[Extracted records]
──────
PR #9337, opened 2022-02-04
feat(PX-4842): Use process with Arta shipping field

leamotta:
Completes https://artsyproduct.atlassian.net/browse/PX-4842

Using brand new field to decide whether an Artwork can be shipped with Arta or not


jpotts244 (approved):
+1 thanks for this! LGTM + lets test on staging

PR #9341, opened 2022-02-04
feat: Remove admin flag for NFT medium filter and move above fold

annacarey:
Removing the admin flag for the NFT medium type and moving it up above the fold in the medium filter on artsy.net/collect

Thanks to @SamRozen's [ping in Slack](https://artsy.slack.com/archives/C02STV6RDT4/p1643834792432649), now noticing that we have ~15 works populated [here](https://www.artsy.net/collect/nft) that partners added themselves in the last couple weeks. This is even before we've done the migration that we're planning for next week: manually switching the medium type on ~230 works to "NFT" so they populate here too. I think that's enough to roll out to production.

How it looks above the fold:
Screen Shot 2022-02-04 at 4 29 40 PM


anandaroop (approved):
👍🏽

PR #9351, opened 2022-02-07
feat: Remove exuberant greeting GRO-800

jonallured:
FWIW I like exuberance!

https://artsyproduct.atlassian.net/browse/GRO-800

/cc @artsy/grow-devs


jacobherrington (approved):
No exuberance allowed!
──────
The lines needed run from the first line of the data through the line containing "Using brand new"; give them again exactly and nothing else.

PR #9337, opened 2022-02-04
feat(PX-4842): Use process with Arta shipping field

leamotta:
Completes https://artsyproduct.atlassian.net/browse/PX-4842

Using brand new field to decide whether an Artwork can be shipped with Arta or not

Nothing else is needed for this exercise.